Ask HN: At which tech companies do employees act (and are treated like) adults? - AspiringAdult

I am being serious here (this is a throwaway account for obvious reasons).<p>I enjoy working in the tech industry. I like working with people, and get a kick out of creating and shipping products. But I am getting somewhat frustrated with the childish Valley work culture.<p>Unlimited snacks and tricycles at work are not selling points for me. I can feed and entertain myself just fine. I would simply like to work with people that get stuff done (efficiently) ... and then carry on with the rest of their lives. Less small talk, more productivity.<p>Are there tech companies in or near SF where this happens?
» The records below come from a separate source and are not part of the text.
PR #1040, opened 2022-03-10
Pushes coverage to codecov.io

josejulio:
Do we have coverage already somewhere else?
This seems to be working.

https://app.codecov.io/gh/RedHatInsights/notifications-backend/branch/coverage-test

### DIFF
--- a/.github/workflows/build.yml
+++ b/.github/workflows/build.yml
@@ -45,6 +45,8 @@ jobs:
         run: bash .github/scripts/push-admin-console.sh
       - name: Build with Maven
         run: ./mvnw clean verify --no-transfer-progress
+      - name: Pushes coverage
+        run: bash <(curl -s https://codecov.io/bash)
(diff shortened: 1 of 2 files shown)


josejulio:
@pilhuhn I recall you did some thing with jacoco before. It didn't work? or maybe we have the coverage somewhere?

gwenneg:
Did you look for coverage in our internal tool?

josejulio:
Didn't found any reported coverage else where. Maybe this is something we can start using.

gwenneg (commented):
https://quarkus.io/guides/tests-with-coverage may contain useful information about this.

bennetelli (approved):
in comparison to this: https://github.com/codecov/example-java it looks good :)

let's give it a try :)

josejulio:
I think it's finally working - had issues with the dependency en `dependencyManagement` instead of `dependencies`

PR #1054, opened 2022-03-11
NOTIF-510 begin UI mock for email templates

aferd:
first look at UI mock for email templates
On the Application page I put an email template table that would hold stored templates with ability to view/edit/delete. 

- Does the view option actually make sense? 
- Would it make sense to divide the table into "title templates" and " body templates"? or by "Daily Templates" and "Instant Notification"?
- email templates would be linked to their Application, while event-types would be linked to an email template

From there, create a new template would take you to a new page where you would be able to create/edit the template. I am not sure how this will be handled but we talked about having to differentiate between a daily email and an instant notification, therefore I added a simple checkbox that could tag the template in such a way.

https://user-images.githubusercontent.com/86322239/157925845-5ebf2681-3595-4a06-96d3-8215b45d75ce.mov

### DIFF
--- a/admin-console/src/main/webapp/src/pages/CreateEmailTemplatePage.tsx
+++ b/admin-console/src/main/webapp/src/pages/CreateEmailTemplatePage.tsx
@@ -1,0 +1,57 @@
+import { CodeEditor, Language } from '@patternfly/react-code-editor';
+import { ActionGroup, Button, PageSection, Split, SplitItem, Title } from '@patternfly/react-core';
+import React from 'react';
+import { Link } from 'react-router-dom';
+
+import { linkTo } from '../Routes';
+
+export const CreateEmailTemplatePage: React.FunctionComponent = () => {
+    return (
+        <>
+
+            <PageSection>
+                <Split>
+                    <SplitItem isFilled>
+                        <Title headingLevel="h1">Create/Edit Email Template for $applicationDisplayName</Title>
+                    </SplitItem>
+                    <SplitItem>
+                        <Button variant="primary" component={ (props: any) =>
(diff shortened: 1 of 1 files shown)


josejulio:
> * Does the view option actually make sense?

I think it does make sense, but not sure how we are going to implement it. 
We would need a payload to render the template, and it differs from event-type.

> * Would it make sense to divide the table into "title templates" and " body templates"? 

I'm not really sure, I think that "Email templates" is fine. Internally (API) we could store two templates.

> or by "Daily Templates" and "Instant Notification"?

I don't think we need to make this distinction at the template level. We could have an option (not in the template) to link an event-type to an event-type (instant) or link it to the application (daily)

> * email templates would be linked to their Application, while event-types would be linked to an email template

Yes, see above. 
We would have the email templates as children of the application - that would help with RBAC - apps would be in charge of their own templates.

josejulio:
I think we could use a feature flag or something to decide if we want to show the in-dev table. Hopefully soon we will be able to let applications use this admin portal. Or maybe some warning that it is still in development. 

Maybe with the addition of #984 we could use the "isAdmin" to decide to show this part.

aferd:
Ok, as far as the video above, overall does it make sense for what we are trying to do? Any suggestions on things to add/take away?

I will look into feature flags, that will be new to me. 
Otherwise, looking forward to getting this all hooked up!

gwenneg:
Was that work moved to another branch?

aferd:
It was not, I am pretty sure I did something here, but not exactly sure what. I was rebasing this branch with the new auth stuff from Josejulio and while doing that my computer restarted and i can't find the branch now.

gwenneg:
Your IDE local history may help recovering the lost files. Don't hesitate to ask for help if you've never done that.

PR #1057, opened 2022-03-14
NOTIF-381 Add get users total metric

bennetelli:


engine/src/main/java/com/redhat/cloud/notifications/recipients/rbac/RbacRecipientUsersProvider.java
```diff
@@ -51,14 +51,14 @@
...
     Duration maxBackOff;
 
-    @Inject
     MeterRegistry meterRegistry;
 
     private Counter failuresCounter;
     private RetryPolicy<Object> retryPolicy;
 
-    public RbacRecipientUsersProvider(ITUserServiceWrapper itUserService) {
+    public RbacRecipientUsersProvider(ITUserServiceWrapper itUserService, MeterRegistry meterRegistry) {
```
gwenneg, line 59: Injections are almost always done with `@Inject` in the entire app. Can we please stick with that to keep the code consistent? This constructor injection also creates noise in the test code for no reason.

bennetelli: Well.. I don't know how to test it otherwise. If you have an idea how to do it, please let me know.

josejulio: You can use `@InjectMock` in the test. see [this](https://github.com/RedHatInsights/notifications-backend/blob/80fe1b5953044f235f92c457f8246844909bbf92/engine/src/test/java/com/redhat/cloud/notifications/recipients/RecipientResolverTest.java#L26).

gwenneg: Actually the entire test needs to be rewritten. CDI is not working because `RbacRecipientUsersProvider` is instantiated with a `new` instead of using the injection/mocking capabilities we use in other tests. Let's fix that later.

gwenneg (approved):
LGTM, we can refactor the tested class and the test itself later.

engine/src/main/java/com/redhat/cloud/notifications/recipients/rbac/RbacRecipientUsersProvider.java
bennetelli: In case anyone of you fixes the test, please ping me. I would be interested in seeing the fix

PR #1058, opened 2022-03-14
Clowdapp files for OpenBridge use

pilhuhn:
Those externalise the entries from application.properties for Clowder usage.

### DIFF
--- a/.rhcicd/clowdapp-backend.yaml
+++ b/.rhcicd/clowdapp-backend.yaml
@@ -88,8 +88,8 @@ objects:
           value: ${ENV_NAME}
         - name: OB_ENABLED
           value: ${OB_ENABLED}
-        - name: OB_BRIDGE_NAME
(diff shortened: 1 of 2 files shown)


gwenneg (commented):
Shouldn't some of them (passwords in particular) come from the vault?

pilhuhn:
In the long(er) run yes. For stage and their 'stable' env it is less of a deal (IMO)

gwenneg (approved):
This PR doesn't leak anything so LGTM I guess.

We need to be careful with the params that will be put in app-interface though.

pilhuhn:
Test failure is an issue in the test itself.

pilhuhn:
Changing to a draft. I will change the way to 'find' a bridge to using its uuid instead of the name.

pilhuhn:
Follow up to #1060

PR #1059, opened 2022-03-14
NOTIF-482 Allowing app devs to add applications

josejulio:
Continuation of #984 to avoid adding more noise.

The only change here is to allow app devs to create new applications.
They need to specify a role to manage the application (and they must be part of that role).


josejulio:
Updated and rebased

backend/src/main/java/com/redhat/cloud/notifications/routers/internal/models/AddApplicationRequest.java
```diff
@@ -0,0 +1,19 @@
+package com.redhat.cloud.notifications.routers.internal.models;
+
+import javax.validation.constraints.NotNull;
+import javax.validation.constraints.Pattern;
+import java.util.UUID;
+
+public class AddApplicationRequest {
+    @NotNull
+    @Pattern(regexp = "[a-z][a-z_0-9-]*")
+    public String name;
```
gwenneg, line 10: ⚠️ Needs import.
```suggestion
    @Size(max = 255)
    public String name;
```

backend/src/main/java/com/redhat/cloud/notifications/routers/internal/models/AddApplicationRequest.java
```diff
@@ -0,0 +1,19 @@
...
+
+    @NotNull
+    public String displayName;
+
+    @NotNull
+    public UUID bundleId;
+
+    public String ownerRole;
```
gwenneg, line 18: Is it possible to add a regexp constraint on this?

backend/src/main/java/com/redhat/cloud/notifications/routers/internal/models/AddApplicationRequest.java
```diff
@@ -0,0 +1,19 @@
+package com.redhat.cloud.notifications.routers.internal.models;
+
+import javax.validation.constraints.NotNull;
+import javax.validation.constraints.Pattern;
+import java.util.UUID;
+
+public class AddApplicationRequest {
```
gwenneg, line 7: ⚠️ Needs import.
```suggestion
@JsonNaming(SnakeCaseStrategy.class)
public class AddApplicationRequest {
```

backend/src/main/java/com/redhat/cloud/notifications/routers/internal/models/AddApplicationRequest.java
gwenneg: It's not very important but I suppose there are restrictions in RBAC regarding the characters allowed in a role name. I was thinking about doing something similar on our side.

Unrelated: we should put `@Size(max = 200)` on this field since we did it already in `InternalRoleAccess` 😃

josejulio: Unsure about that, but we can check it.
On the plus side, users would only be able to use of their roles. Only us (admins) would be able to type out something here.

gwenneg: It's really not important/urgent right now, let's not block this PR because of this 😄

gwenneg (approved):
LGTM

PR #1060, opened 2022-03-14
Use the bridge uuid instead of bridge name.

pilhuhn:
This is quicker and more stable. The bridge list is a paged entity and there is no guarantee right now, that our bridge is in the first page.


gwenneg (approved):
LGTM

pilhuhn:
Close&reopen to run the pr_check again

PR #1173, opened 2022-04-14
Add more templates for Rbac

astrozzc:
Email templates added for each of the event types.

PR #1178, opened 2022-04-19
NOTIF-484 Update migration code for RBAC templates

gwenneg:
Related to #1173.


gwenneg:
ℹ️ I noticed a few issues, fixing them.

PR #1184, opened 2022-04-20
Add gauge for the actual count of users used

bennetelli:
coming from a discussion with @josejulio some minutes ago. We would like to get to know how many users we are fetching from IT User Service and how many of them we are actually using after fetching. With this gauge we can compare both.

### DIFF
--- a/engine/src/main/java/com/redhat/cloud/notifications/recipients/RecipientResolver.java
+++ b/engine/src/main/java/com/redhat/cloud/notifications/recipients/RecipientResolver.java
@@ -60,7 +60,7 @@ public class RecipientResolver {
             users = filterUsers(users, subscribers);
         }
 
-        usersCount.set(users.size());
+        updateUsersUsedGauge(users.size());
 
         return users;
     }
@@ -73,5 +73,9 @@ public class RecipientResolver {
                             .anyMatch(requested -> requested.equalsIgnoreCase(user.getUsername()))
                 )
                 .collect(Collectors.toSet());
+    }
+
+    private void updateUsersUsedGauge(int users) {
+        usersCount.set(users);
     }
 }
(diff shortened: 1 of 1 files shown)


engine/src/main/java/com/redhat/cloud/notifications/recipients/RecipientResolver.java
```diff
@@ -47,6 +60,8 @@ private Set<User> recipientUsers(String accountId, RecipientSettings request, Se
             users = filterUsers(users, subscribers);
         }
 
+        updateUsersUsedGauge(users.size());
```
josejulio, line 63: could we add the accountId somehow? I would like to compare how many we fetched on particular accounts. IIRC the rbac~ metrics do that too?

bennetelli: hmm.. that's actually not really comparable I would say.

comparing the new metric from this PR with this one is more fair IMO: https://github.com/RedHatInsights/notifications-backend/blob/master/engine/src/main/java/com/redhat/cloud/notifications/recipients/rbac/RbacRecipientUsersProvider.java#L95

So could we maybe leave it as it is and see if it makes sense?
Otherwise I would have to add a timer.start and timer.stop probably which we would not use.

josejulio (approved):

engine/src/main/java/com/redhat/cloud/notifications/recipients/RecipientResolver.java
bennetelli: Thanks :) otherwise it would have become a bit hacky. Let's give it a try and if it doesnt do the job, we can still change it.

It would be great to get a list going.
======
danielam
I've always found this frustrating myself. I was never a fan of immaturity,
but I have absolutely no patience for it at my age (it's one reason I hated my
last company). The cultish character of some startups and tech companies also
creeps me out. In general, I guess an infantile workforce is easier to
manipulate than a group of mature adults. Or maybe there's something in the
free snacks...

My personal experience has been that companies that need tech (vs. tech
companies), as well as the older players, tend to have employees with a
greater level of average or at least apparent average maturity. The Peter Pan
syndrome you have in mind seems to be fairly unique to new tech, but not new
businesses in general. Maybe instead of working for a tech company, you should
consider working for a company that has a tech team instead.

------
Someone1234
Pretty much anywhere that is an establish business.

An obvious example is Microsoft. But really take any software or technology
company that is more than a few years old and you don't find people acting
this way. It is just brand new startups or those who wish to pretend like they
were brand new startups that do.

------
chrisBob
I am glad to hear that I am not the only one who doesn't think "happy hour
with your coworkers every week" and "we all vacation together" is a perk.

------
Blackthorn
I think you're a little confused, to be honest.

Having a lot of snacks lying around isn't the same thing as missing adulthood,
and not having a lot of snacks lying around is not an indicator of adulthood.
They're not correlated.

What you _actually_ want to look for is information on how you'll actually
_work_. What responsibility you have. Whether or not you're trusted to make
your own decisions. That sort of thing.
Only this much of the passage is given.